On the other hand, while you can choose to apply or not apply the entire file, it is very difficult to undo single exclusions (you'd need to save the SXL file in text format and carefully edit it, not recommended). And while the extraction log will document which strings have been excluded by the SXL file, you can't view the strings excluded by this method as easily as dropping to the bottom of the LTE; again, you need to save the file in text format, then view it with a file viewer or text editor.

Directive Comments in Source Code

I tend to think of directive comments in source code as the "gold standard" for excluding strings. The strings are actually excluded, with the attendant benefits. The exclusions exist independently of the LMP file; in fact, they are as durable as the source code itself (somebody could, after all, delete an SXL file). They are self-documenting, visible as you scroll through the code, rather than viewed separately in a list file or the LTE. They are relative easy to do and undo; as of V6, you can even mark the strings in the LTE and have VBLM edit the source to insert the directive comments. Finally, once developers are familiar with VBLM, they can enforce exclusions in real time, as code is added and modified. This seems to me (given my biases as a developer) to be a recipe for high quality.
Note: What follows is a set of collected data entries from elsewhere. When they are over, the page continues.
PR #428, opened 2019-12-13
Periodic audit

Stephen-ONeil:
Nothing special here, just some standard `npm audit fix` runs.


Stephen-ONeil:
Self reviewed, self approved 👍

Issue #425, opened 2019-12-12
Post-PA 2019


Stephen-ONeil:
Some issues came up during the PA 2019 update, a lot of light was shone on some old rotten code. Had to monkey patch over some rough stuff to get it out the door, but need to deal with these larger problems ASAP.

  - [x] get the `drr_planned_actual` panel working again, strip all reference to/reliance on the DRR from it. It moves forward with public accounts, not with DRRs: #430
  - [x] sort out years for DRRs/DPs, it's a mess. ~This might turn in to re-thinking how years work, as the current relative year templates are starting to feel like a fragile kludge (in places)~ Going to try and limit the scope of that #435
  - [x] roll the tag explorer actual resources tab forward #446
  - [x] ~coordinate with the pipeline on dropping tags to old policy programs~ can sleep on this, dropping the old policy programs might be put off until after DPs

rossbm:
Not certain if this is the right place, but for all these programs were we have just one year of data, we are showing "0 year" ago on the welcome mat when it would be good to display "Last year" instead. I guess it is preferring to show whatever the latest historical is instead of the latest year.

Stephen-ONeil:
I'll look in to that too, thanks!

Stephen-ONeil:
Welcome Mat text issues uncovered by this update should be addressed by #431

PR #431, opened 2019-12-16
Welcome mat year checkup

Stephen-ONeil:
Ross noticed a weird text construction (see comment on #425) after the recent PA update. Fixing that and looking for any other flawed logic that stands out in here.


Stephen-ONeil:
Ok, bunch of stuff cleaned up and sorted out, I think. Still other bugs and problems with the Welcome Mat, but those are problems for another PR.

PR #1193, opened 2021-07-14
Deleted tables.scss

patfire12345:
Seems like none of the table styles are currently being applied.


Stephen-ONeil (changes requested):
Took a side by side look at this dev link and master's, caught one thing. The `center-text` class from `tables.scss` was being used in a few places, both in `DisplayTable` and in a few other places around the site.

Looks like Bootstrap has its own utility class for text centering, `text-center`. I think we should delete `center-text` here and just update all the uses of it to `text-center`.

I think a good general tip for this CSS cleanup is to take extra care with any simple selectors. Anything that's just a single generic sounding class name (and not [BEM](http://getbem.com/naming/) style) is likely to be a "utility class" that could be used just about anywhere. Those will have to each be searched for. On the other hand, all the complex selectors in this file that use `.table-dark-blue` as their root are really easy to rule out if `table-dark-blue` never shows up (which it doesn't) :+1:

client/src/components/DisplayTable/DisplayTable.scss
```diff
@@ -63,10 +63,6 @@ table.display-table > thead > tr {
 
     color: $textLightColor;
 
-    &.center-text {
-      vertical-align: middle;
-    }
```
Stephen-ONeil, line 68: Oh, sorry, one more weird thing here, didn't see this my self. This specific\* selector against `center-text` seems to be extending the `center-text` style to also center vertically. A little weird, but find if the `&` expands to something specific enough that this only applies here. Should probably leave this, just with `center-text` updated to `text-center`.

\* `&` is scss shorthand for whatever the selector one level up in the nesting is, so this is probably only applies to some specific `DisplayTable` html

Stephen-ONeil (commented):
One thing, I think.

Stephen-ONeil (approved):
:+1: :+1:

PR #1196, opened 2021-07-15
Search services

ktw1016:
So I see 3 alternatives for an individual service route and its searching.
1. Make it as a regular "infograph". It doesn't really fit in structurally. (Service isn't a `level` like dept, program, cr, etc) So naturally it's not gonna share any bubbles except like intro bubble. I guess we could just use the intro bubble and fit everything in there tho.. For searching, add it to config
2. Keep `/service` route, adding services to search configs
3. Keep `/service` route. Make a sub app "Service Inventory", which is basically the `List of provided services` but for all services, flat. Would be easier to add filter functionalities.

I think 2 is the best option which is what's on this branch currently. Search "Service name" on typeahead


client/src/search/search_configs.js
```diff
@@ -352,6 +352,17 @@ const crsos = {
     memoized_re_matchers(query, ["name", "activity_code"], "crsos")(datum),
 };
 
+const services = {
+  config_name: "services",
+  header_function: () => trivial_text_maker("services"),
+  name_function: (service) => service.name,
+  get_data: () => [
```
ktw1016, line 359: Something to think about here..
I removed Service models already.

Should I be bringing that back, and load services on load? Or GraphQL query in here to load services?

Stephen-ONeil: Oh, ouch, forgot about that when I agreed that it'd be easy to let users search by it. Everything else that is searchable from the home page is included in the big blast of additional loading. services.csv is about 2M too (will be roughly 1M if we split by lang), decently heavy addition. For comparison, orgs (igoc_en.csv) are around 2.3K and programs (program_en.csv) are around 1.5M.

Reminder, all those necessary initial CSVs are bundled in to lang specific `lookup_en.json` etc files by the base build script. After compression, the current en lookup in prod is 543K of the home page's (maximum) 1.7M download.  Don't want to make that any heavier, but we also are a waaaays off from moving the whole search to the back end and cutting it down. Try experimenting with how much pre-loading all the services would be (just need to add it to the right part of `build_code/copy_static_assets.json`, maybe with or without making at least an en specific version for testing, can get an idea for how bad the loading is before we go about re-adding a static store subject for it).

The weaknesses with source code directives are, once again, twofold. First is a matter of principle; having to modify source code to support localization can be construed, in some respects anyway, to be a failing of VBLM. Shouldn't a localization tool be able to do its job without touching the original source? That's always been a goal for VBLM.

On a more practical level, though, it's clear from talking to users that people doing localization sometimes don't have the access or authority to make changes to the source code. In fact, it's not uncommon (to the occasional distress of WhippleWare tech support) for VBLM users to have, at best, minimal programming knowledge, and for whom such constraints make perfect sense.